Windows 10, like most other operating systems, also tracks your location. For cellphones and tablets, which are in constant transit, this is useful. But for a home or work computer, this feature may not be needed. Camera and microphone features allow the user to decide which third-party apps and software can use these pieces of hardware.
Cortana, Window’s version of Siri—the pseudo-artificial intelligence that communicates with the user by answering questions ranging from current stock prices to the weather to the best place to bury a body—is one piece of software that may extensively use the microphone if allowed. In this process, Cortana will gather information on the user in order to generate better answers for his or her specific preferences.
This feature can be highly useful for some and bothersome for others. Within the “Speech, inking, and typing” section, this can be shut off.
Another feature that many users find irksome is that Windows 10 will access and share user information with other devices owned by the same users. For example, photos saved on a Windows phone might be sent to a Surface tablet.
While this is helpful, it means that Windows 10 is accessing the internet connection, using bandwidth, and transferring information across the cloud without the user’s consent.
Users who wish to have control over the bandwidth of the home or business or who don’t want all of their information being immediately lifted to the cloud might want to turn this feature off. This can be done in the “Other devices” section of this tab.

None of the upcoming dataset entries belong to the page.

PR #124, opened 2020-04-10
Feature/CVSB-14184 - Issue when changing adr details from yes to no without actually saving the change

irina005:
https://jira.dvsacloud.uk/browse/CVSB-14184

### DIFF
--- a/src/app/shared/adr-reason-modal/adr-reason-modal.component.ts
+++ b/src/app/shared/adr-reason-modal/adr-reason-modal.component.ts
@@ -14,9 +14,14 @@ export interface DialogData {
 export class AdrReasonModalComponent {
   constructor(
     public dialogRef: MatDialogRef<AdrReasonModalComponent>,
-    @Inject(MAT_DIALOG_DATA) public data: DialogData) { }
+    @Inject(MAT_DIALOG_DATA) public data: DialogData
+  ) {}
 
   close(): void {
-    this.dialogRef.close();
+    this.dialogRef.close(false);
+  }
+
+  save(modalData:  string): void {
+    this.dialogRef.close({isSave: true, data: modalData});
   }
 }
--- a/src/app/store/effects/VehicleTechRecordModel.effects.ts
+++ b/src/app/store/effects/VehicleTechRecordModel.effects.ts
@@ -180,8 +180,7 @@ export class VehicleTechRecordModelEffects {
                * error not working properly yet
                */
               const errorMessage = error[0].message;
-              this._store.dispatch(new SetErrorMessage([errorMessage]));
-              return [];
+              return [new SetErrorMessage([errorMessage]), new SetViewState(VIEW_STATE.VIEW_ONLY)];
             })
           );
       }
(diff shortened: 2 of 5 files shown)


src/app/shared/adr-reason-modal/adr-reason-modal.component.ts
```diff
@@ -14,9 +14,14 @@ export interface DialogData {
...
+    @Inject(MAT_DIALOG_DATA) public data: DialogData
+  ) {}
 
   close(): void {
-    this.dialogRef.close();
+    this.dialogRef.close(false);
+  }
+
+  save(modalData:  string): void {
+    this.dialogRef.close({save: true, data: modalData});
```
alleypa, line 25: use isSave

src/app/store/effects/VehicleTechRecordModel.effects.ts
```diff
@@ -180,8 +180,7 @@ export class VehicleTechRecordModelEffects {
                * error not working properly yet
                */
               const errorMessage = error[0].message;
-              this._store.dispatch(new SetErrorMessage([errorMessage]));
-              return [];
+              return [new SetErrorMessage([errorMessage]), new SetViewState(VIEW_STATE.VIEW_ONLY)];
```
alleypa, line 183: why do we need to dispatch SetViewState(VIEW_STATE.VIEW_ONLY)?

src/app/technical-record/technical-record.component.ts
```diff
@@ -109,9 +109,9 @@ export class TechnicalRecordComponent implements OnInit {
         }
       });
 
-      dialogRef.afterClosed().subscribe((reasonForChanges) => {
-        if (reasonForChanges) {
-          mergedRecord.reasonForCreation = reasonForChanges;
+      dialogRef.afterClosed().subscribe((result) => {
+        if (!!result.save) {
```
alleypa, line 113: use - if (result && result.isSave)

src/app/shared/adr-reason-modal/adr-reason-modal.component.ts
irina005: done

src/app/store/effects/VehicleTechRecordModel.effects.ts
irina005: The bug is detailed in the ticket. If the backend PUT returned an error and the user then clicked CANCEL the state was not updated to view.

alleypa: All you need to do here is `return [new SetErrorMessage([errorMessage]);`. The CVSB-14184 bug refers to the `Yes` or `No` of the ADR details not working. That bug in itself is not reproducible because the implementation is already in the VTM-App. Except I am missing something else.  

To clear summary errors when cancel link is clicked please create an effect `clearErrorMessage$` in the error.effects.ts. The effect should have `ofType<SetViewState>` then filter where `VIEW_STATE===VIEW_ONLY`. The final step should be `map(() => ClearErrorMessage()`. This will layout the ground work for error-handling in the VTM-APP at large. More to come when validation ticket is played

irina005: Let's have a call tomorrow with Dragos and discuss why you don't consider it as bug and why he does. Once clarified, I can make whichever amend is necessary.

alleypa:
solution to be as an update in 10597 branch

These are just a few of the features that Windows 10 offers and the ways in which they violate privacy to accomplish their goals. Ultimately, many of these features are useful and beneficial, but the idea of losing privacy in the process scares a lot of people. For that reason, knowing what the privacy settings are and choosing which features are most useful and warrant a loss of privacy is highly recommended. There is no simple to determine which privacy settings should be turned off because each user has different needs and varying concerns about privacy.